Anyway, this works by defining a function that does something with a value called new, which is dynamically given the type of the table row that’s being inserted into and the values of each of the columns. We are then free to inspect this data and make queries on data in other tables, and then raise an exception if the data is not up to scratch, which aborts the transaction and rolls back the data that would have been inserted or updated; or, we can simply return new, which will insert the data as per usual.

A concrete example

The example I gave above was described in abstract terms, so let’s look at something more real-world. Last time, I used a table describing posts on a blog as the example, so I’m going to expand on that.

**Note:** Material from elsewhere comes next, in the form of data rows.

Issue #8789, opened 2024-01-08
Target aggregates test is passing but shouldn't be


garethbowen:
**Describe the issue**

Despite the test logging what looks like a fatal error the test is passing.

Build: https://github.com/medic/cht-core/actions/runs/7444119349/job/20250181759

```
[0-22] RUNNING in chrome - file:///tests/e2e/default/targets/target-aggregates.wdio-spec.js
[0-22] 2024-01-08T08:20:34.161Z ERROR webdriver: Request failed with status 400 due to invalid selector: The selector ".cell.what a target! label" used with strategy "css selector" is invalid! For more information on selectors visit the WebdriverIO docs at: https://webdriver.io/docs/selectors
[0-22] 2024-01-08T08:20:35.151Z ERROR webdriver: Request failed with status 400 due to invalid selector: The selector ".cell.what a target! label" used with strategy "css selector" is invalid! For more information on selectors visit the WebdriverIO docs at: https://webdriver.io/docs/selectors
[0-22] Error getting userCtx Unexpected token o in JSON at position 1
[0-22] PASSED in chrome - file:///tests/e2e/default/targets/target-aggregates.wdio-spec.js
```

The CSS selector is invalid probably because it has a `!` in it, but I think it's a bad selector anyway. Even if we remove the `!` you're still left with ".cell.what a target label" which is weird at best. The generated label for this target is "what a target!" so I suspect the selector should be more like `.cell label["what a target!"]` or something.

**Describe the improvement you'd like**

Figure out why the test is failing, and fix the CSS selector to not throw this error.

garethbowen:
Merged

PR #8834, opened 2024-01-31
fix(#8789): targets aggregates test is failing silently

garethbowen:
# Description

#8789 

# Code review checklist

# Compose URLs

* [Core](https://staging.dev.medicmobile.org/_couch/builds_4/medic:medic:8789-fix-target-aggregates-test/docker-compose/cht-core.yml)
* [CouchDB Single](https://staging.dev.medicmobile.org/_couch/builds_4/medic:medic:8789-fix-target-aggregates-test/docker-compose/cht-couchdb.yml)
* [CouchDB Cluster](https://staging.dev.medicmobile.org/_couch/builds_4/medic:medic:8789-fix-target-aggregates-test/docker-compose/cht-couchdb-clustered.yml)

# License

### DIFF
--- a/tests/e2e/default/targets/target-aggregates.wdio-spec.js
+++ b/tests/e2e/default/targets/target-aggregates.wdio-spec.js
@@ -62,10 +62,15 @@ const updateSettings = async (targetsConfig, user, contactSummary) => {
   await commonPage.goToBase();
 };
 
-const validateCardField = async (label, value) => {
-  const card = await contactsPage.getCardFieldInfo(label);
-  expect(card.label).to.equal(label);
-  expect(card.value).to.equal(value);
+const validateCardFields = async (lastUpdated, firstTarget, secondTarget) => {
+  const fields = await contactsPage.getContactSummaryCardFields();
+  expect(fields.length).to.equal(3);
+  expect(fields[0].label).to.equal('Last updated');
+  expect(fields[0].value).to.equal(lastUpdated);
+  expect(fields[1].label).to.equal('what a target!');
+  expect(fields[1].value).to.equal(firstTarget);
+  expect(fields[2].label).to.equal('the most target');
+  expect(fields[2].value).to.equal(secondTarget);
 };
 
 describe('Target aggregates', () => {
@@ -367,9 +372,8 @@ describe('Target aggregates', () => {
       expect(await contactsPage.getContactInfoName()).to.equal('Clarissa');
       // assert that the activity card exists and has the right fields.
       expect(await contactsPage.getContactCardTitle()).to.equal('Activity this month');
-      await validateCardField('Last updated', 'yesterday Clarissa');
-      await validateCardField('what a target!', '40');
-      await validateCardField('the most target', '50%');
+
+      await validateCardFields('yesterday Clarissa', '40', '50%');
 
       await browser.back();
       await targetAggregatesPage.expectTargetDetails(expectedTargets[0]);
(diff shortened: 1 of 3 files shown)


tests/e2e/default/targets/target-aggregates.wdio-spec.js
```diff
@@ -62,10 +62,16 @@ const updateSettings = async (targetsConfig, user, contactSummary) => {
   await commonPage.goToBase();
 };
 
-const validateCardField = async (label, value) => {
-  const card = await contactsPage.getCardFieldInfo(label);
-  expect(card.label).to.equal(label);
-  expect(card.value).to.equal(value);
+const validateCardFields = async (lastUpdated, firstTarget, secondTarget) => {
+  const fields = await contactsPage.getContactSummaryCardFields();
+  console.log(JSON.stringify(fields, null, 2));
```
garethbowen, line 67: delete me

tests/e2e/default/targets/target-aggregates.wdio-spec.js
```diff
@@ -367,9 +372,8 @@ describe('Target aggregates', () => {
       expect(await contactsPage.getContactInfoName()).to.equal('Clarissa');
       // assert that the activity card exists and has the right fields.
       expect(await contactsPage.getContactCardTitle()).to.equal('Activity this month');
-      validateCardField('Last updated', 'yesterday Clarissa');
-      validateCardField('what a target!', '40');
-      validateCardField('the most target', '50%');
```
garethbowen, line 372: The reason the tests were failing silently is these validations weren't being `await`ed. As soon as I added the `await` the test failed.

tests/page-objects/default/contacts/contacts.wdio.page.js
```diff
@@ -363,11 +363,17 @@ const exportContacts = async () => {
   await (await exportButton()).click();
 };
 
-const getCardFieldInfo = async (label) => {
-  return {
-    label: await (await $(`.cell.${label} label`)).getText(),
```
garethbowen, line 368: This never worked. We didn't have a class for the label, and even if we did, we we using spaces in the label which would have broken this CSS selector completely.

tests/e2e/default/targets/target-aggregates.wdio-spec.js
```diff
@@ -62,10 +62,15 @@ const updateSettings = async (targetsConfig, user, contactSummary) => {
   await commonPage.goToBase();
 };
 
-const validateCardField = async (label, value) => {
-  const card = await contactsPage.getCardFieldInfo(label);
-  expect(card.label).to.equal(label);
-  expect(card.value).to.equal(value);
+const validateCardFields = async (lastUpdated, firstTarget, secondTarget) => {
+  const fields = await contactsPage.getContactSummaryCardFields();
```
lorerod, line 66: Is it possible to use text selectors for contact summary card fields? 
And, validate the text directly instead of first getting the fields and then validating the text. Something similar to what @tatilepizs  has done in [common-enketo page objects](https://github.com/medic/cht-core/blob/648d47728c714816b4e979a519dd744b23ffcb8f/tests/page-objects/default/enketo/common-enketo.wdio.page.js#L60).

lorerod (approved):
Hi @garethbowen, thanks for fixing the e2e test. I left a suggestion, but it's not a blocker.

tests/e2e/default/targets/target-aggregates.wdio-spec.js
garethbowen: Oooh yes I like this. Initially I tried to keep the API as close as possible to the original, but seeing as it's only used in this one place I think I can change it to do whatever I like. Thanks for the prompt!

Let’s say that a blog has many posts, and that each post has an author, and that each author has a featured post:

create table authors (
    id_author    serial   primary key,
    author_name  content  not null
);

create table posts (
    id_post      serial   primary key,
    post_title   content  not null,
    public       boolean  not null,
    id_author    int      not null  references authors
);

create table featured_posts (
    id_author    int      not null  references authors,
    id_post      int      not null  references posts
);

create unique index on featured_posts (id_author);

There are two things we want to check here: that a post can only be featured if it is public, and that the featured post associated with an author should have that same author as the one that it’s linked to. This is what such a checking trigger would look like:

create function check_featured_posts() returns trigger as $$
declare
    res_public boolean;
    res_author int;
begin
    select into res_public, res_author
        p.public, p.id_author
    from posts p
    where p.id_post = new.id_post;

    if not res_public then
        raise exception 'Author %’s featured post % must be public!',
            new.id_author, new.id_post;
    end if;

    if res_author != new.id_author then
        raise exception 'Author %’s featured post % has a different author, %!',
            new.id_author, new.id_post, res_author;
    end if;

    return new;
end;
$$ language plpgsql;

create trigger check_featured_posts
    before insert or update on featured_posts
    for each row execute procedure check_featured_posts();

Inside the PL/pgSQL function, we use select into (rather than just select) to look up the post in the posts table based on the post ID in new, which holds the values being inserted. We put the data we need — the public flag and the author ID — into two local variables, which need to be declared in a declare block outside the function body, and then compare them against our expected values, throwing exceptions if they differ.

Oh, before we can try this trigger out, we just need to insert some test data:

insert into authors
    values (0, 'Ben'),
           (1, 'Evil Ben');

insert into posts
    values (0, 'How to use PostgreSQL triggers', true,  0),
           (1, 'How to delete all your files',   false, 1);

With all this in place, we get an error if we try to insert a featured post that’s not public:

# insert into featured_posts values (1, 1);
ERROR:  P0001: Author 1’s featured post 1 must be public!
CONTEXT:  PL/pgSQL function check_featured_posts() line 12 at RAISE
LOCATION:  exec_stmt_raise, pl_exec.c:3868

We also get an error if we try to give an author a featured post that has the ID of a different author:

# insert into featured_posts values (1, 0);
ERROR:  P0001: Author 1’s featured post 0 has a different author, 0!
CONTEXT:  PL/pgSQL function check_featured_posts() line 17 at RAISE
LOCATION:  exec_stmt_raise, pl_exec.c:3868

And, just to check that public, author-matched posts are unaffected:

# insert into featured_posts values (0, 0);
INSERT 0 1

The error strings we get from PostgreSQL leave a little to be desired — I’m not sure why they think that the file and line number of the C source code that handles this particular error case is worthy of inclusion — but, as before, these errors should not be seen by users to begin with.